[Data entries]
PR #4519, opened 2021-09-10
Fix handling of web-dir parameter

### LINKED ISSUE #4512: The value defined in xapi.conf's `web-dir` is ignored
(tests done on Stockholm release)

I have tried to set the `web-dir` parameter, that defaults to `/opt/xensource/www`, in `xapi.conf`. I thought that a different value would make XAPI serve files from a different directory (e.g. `/var/xapi_http_root`).

However, whatever the value I set, HTTP requests on port 443 still provide files from `/opt/xensource/www`.

Is it the expected behaviour or is there a bug?

stormi:
The web-dir parameter is not taken into account in the definition of
common_http_handlers' get_root handler, because !Xapi_globs.web_dir is
evaluated once and for all when the module loads, before the
configuration file is read.

Turn common_http_handlers into a function so that it is evaluated when
called.

Fixes #4512

Co-authored-by: BenjiReis <benjamin.reis@vates.fr>

### DIFF
--- a/ocaml/xapi/xapi.ml
+++ b/ocaml/xapi/xapi.ml
@@ -778,7 +778,7 @@ let master_only_http_handlers =
   ; ("get_updates", Http_svr.FdIO Xapi_pool.get_updates_handler)
   ]
 
-let common_http_handlers =
+let common_http_handlers () =
   [
     ("get_services_xenops", Http_svr.FdIO Xapi_services.get_handler)
   ; ("put_services_xenops", Http_svr.FdIO Xapi_services.put_handler)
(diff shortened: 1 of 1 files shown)


stormi:
While doing the PR, I wondered whether it would be better to not turn the entire `common_http_handlers` into a function, but rather create a function for get_root and put it instead of `(Fileserver.send_file "/" !Xapi_globs.web_dir))`.

robhoes (approved):

robhoes:
> While doing the PR, I wondered whether it would be better to not turn the entire common_http_handlers into a function, but rather create a function for get_root and put it instead of (Fileserver.send_file "/" !Xapi_globs.web_dir)).

It would still get evaluated immediately when the module loads if `common_http_handlers` is not a function. And I don't think that there is a downside to the current solution.

PR #4520, opened 2021-09-14
CA-358816: Updated subject name in DC does not get updated in pam

liulinC:
The permitted user subject name is configured in pam configuration
file /etc/pam.d/hcp_users
however, it is only updated as event callback like add subject
This commit fix this by update the pam configuration if subject
updated in domain controller


lindig (commented):
I'm not an expert for this code base but it looks good to me.

lindig (approved):

edwintorok (approved):

PR #11046, opened 2015-02-12

petebacondarwin:


Narretz:
Looks good, thanks for cleaning this up!

PR #11051, opened 2015-02-13
fix(syntax): `.finally` syntax error in Android 2.3

adamdbradley:
Android 2.3 throws an `Uncaught SyntaxError: Unexpected token finally`
pointing at this line. Change `.finally` to bracket notation.


adamdbradley:
Reported here: https://github.com/driftyco/ionic/issues/3070

PR #9772, opened 2014-10-24
perf(ngmodel/compile): improve ngmodel and general compile/controller performance (#9609)

jbedard:
This was mainly focused around #9609 - bringing 1.3 up to speed with 1.2 with an ng-repeated ng-model, at least when not using jQuery.

Overall these changes make the added benchmark (and the jsfiddle in #9609) 2-3x faster and seem to be faster then 1.2 now.

The last 3 commits (refactoring controller stuff in $compile) can probably be squashed but I left them separate for now for nicer diffs.

The only functional change (that I know of) is that the NgModelController `$name` is now initialized by the directive (pre-link) instead of within the controller. I'm not sure if this an issue or considered breaking? This was already the case for the `$options` field...

PR #11059, opened 2015-02-14
perf($compile): avoid .data when fetching required controllers

jbedard:
This changes `getControllers` to try fetching controllers from `elementControllers` which in many cases can avoid calling `.data`. For a largetable-bp benchmark of `<input ng-model="foo">` elements this reduces the create step GC about 50% (which seems crazy, but that's what chrome keeps claiming...) and improves the time 5-10%.

(this was originally part of #9772)

### DIFF
--- a/src/ng/compile.js
+++ b/src/ng/compile.js
@@ -1840,49 +1840,42 @@ function $CompileProvider($provide, $$sanitizeUriProvider) {
 
 
       function getControllers(directiveName, require, $element, elementControllers) {
-        var value, retrievalMethod = 'data', optional = false;
-        var $searchElement = $element;
-        var match;
+        var value;
+
         if (isString(require)) {
-          match = require.match(REQUIRE_PREFIX_REGEXP);
-          require = require.substring(match[0].length);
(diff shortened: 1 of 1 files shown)


src/ng/compile.js
```diff
@@ -1840,49 +1840,42 @@ function $CompileProvider($provide, $$sanitizeUriProvider) {
...
+                name, directiveName);
           }
-          return value || null;
         } else if (isArray(require)) {
-          value = [];
-          forEach(require, function(require) {
-            value.push(getControllers(directiveName, require, $element, elementControllers));
-          });
+          value = new Array(i = require.length);
+          while (i--) {
```
lgalfaso: nit: I find
```js
for (i=0, ii = requite.length; i < ii; ++i) {
  ...
}
```
much easier to read (unless that for some specific reason we want to run this in reverse order)

lgalfaso:
otherwise, LGTM

jbedard:
Updated...

lgalfaso:
landed as fa0aa83937378cf8fc720c38bcc5c78fc923624e

PR #11062, opened 2015-02-15
Update broken e2e tests.

benedictchen:
The e2e tests now don't work :-(.  This is an update to that.


benedictchen:
CLA should be there right now...the tag is wrong.

benedictchen:
Googlebot is frighteningly human.

gkalpak:
Bah, I miss @mary-poppins :disappointed:

benedictchen:
**nudge**

petebacondarwin:
@benedictchen - is this actually fixing broken e2e tests or adding new tests that you think would be useful? I think that perhaps it is the latter, in which case this should appear in the **Experiments** section, yes?

petebacondarwin:
Closing due to lack of activity. Please re-comment if you want to progress this PR further.

PR #11065, opened 2015-02-15
docs(tutorial/8 - More Templating): describe your change...

benedictchen:
Fixing missing route params being `undefined` bug.

### DIFF
--- a/docs/content/tutorial/step_08.ngdoc
+++ b/docs/content/tutorial/step_08.ngdoc
@@ -138,7 +138,7 @@ __`test/unit/controllersSpec.js`:__
 
       $routeParams.phoneId = 'xyz';
       scope = $rootScope.$new();
-      ctrl = $controller('PhoneDetailCtrl', {$scope: scope});
+      ctrl = $controller('PhoneDetailCtrl', {$scope: scope, $routeParams: $routeParams});
     }));
 
 


gkalpak:
I don't think this change is necessary. `$routeParams` is a service and shouldn't need to be passed via `locals`. [It seems to work as expected][1] without this change.

@benedictchen, did you actually get an `$routeParams being undefined` error ?

[1]: http://jsfiddle.net/ExpertSystem/bob5gdeL/1/

benedictchen:
Hi, @gkalpak.  It's always possible that it was human error on my part, but I when I performed `console.log($routeParams)` in the unit test on my end, it ended up being `undefined`, so I explicitly had to pass it in.  Perhaps It's just a weird glitch on my end?  You can close this PR if it makes no sense.

gkalpak:
> It's always possible that it was human error on my part

But the question is "was it ?". I don't want to close this until we can confirm that this works as expected (not that it **seems** to work as expected).

Can you try to reproduce the error again ? (E.g. you might have misspelled `$routeParams` or something). If you are unable to reproduce, you can close this PR. If you can still see the error, sharing more code should help pinpoint the issue (and fix it).

Thx for taking the time to look into this :)

benedictchen:
Hi @gkalpak I pulled fresh from the repository, so most likely it must've been human error since it seems to work okay and resolves the params.  There is no way to know for sure what happened since I had moved along through the tutorial already, but a fresh pull indicates that all tests pass. 
Thanks and sorry for the trouble!

PR #11074, opened 2015-02-16
feat(annotate): support injection of `@` function parameters in CoffeeScript 1.9

NickClark:
With the release of CoffeeScript 1.9, they changed the strategy for the
generation of internal compiler variable names. This means using
function parameters prefixed with an `@` no longer are injected
properly due to CoffeeScript converting them to an `_at_`. (ie. `@myVal`
becomes `_at_myVal`). This commit adds support to the Angular
annotator for this.

### DIFF
--- a/src/auto/injector.js
+++ b/src/auto/injector.js
@@ -64,7 +64,7 @@
 
 var FN_ARGS = /^function\s*[^\(]*\(\s*([^\)]*)\)/m;
 var FN_ARG_SPLIT = /,/;
-var FN_ARG = /^\s*(_?)(\S+?)\1\s*$/;
+var FN_ARG = /^\s*(?:_at_)?(_?)(\S+?)\1\s*$/;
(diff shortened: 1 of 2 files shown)


Narretz:
Huh, I am actually not a big fan of angular accomodating compile to js languages. Isn't there a way to escape this inside Coffescript?

NickClark:
Ya, I'm not a fan either. It was a very nice convenience to have this shortcut for testing. At this point, I'll probably just have to lock it down to CoffeeScript 1.8 for existing code and quit using @vars in injected functions on future tests. I didn't see a way to configure or escape this in CoffeeScript itself.

NickClark:
Made an issue. (jashkenas/coffeescript/issues/3856)

NickClark:
Ok, I'm blind. Found this: https://github.com/jashkenas/coffeescript/issues/3816
Turns out a future release should fix our issues.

> _EXERCISE DIRECTIONS_:
Which lines in the data above contain "create"? Show each one.

> _WRITTEN SOLUTION_:
While doing the PR, I wondered whether it would be better to not turn the entire `common_http_handlers` into a function, but rather create a function for get_root and put it instead of `(Fileserver.send_file "/" !Xapi_globs.web_dir))`.
> While doing the PR, I wondered whether it would be better to not turn the entire common_http_handlers into a function, but rather create a function for get_root and put it instead of (Fileserver.send_file "/" !Xapi_globs.web_dir)).
This changes `getControllers` to try fetching controllers from `elementControllers` which in many cases can avoid calling `.data`. For a largetable-bp benchmark of `<input ng-model="foo">` elements this reduces the create step GC about 50% (which seems crazy, but that's what chrome keeps claiming...) and improves the time 5-10%.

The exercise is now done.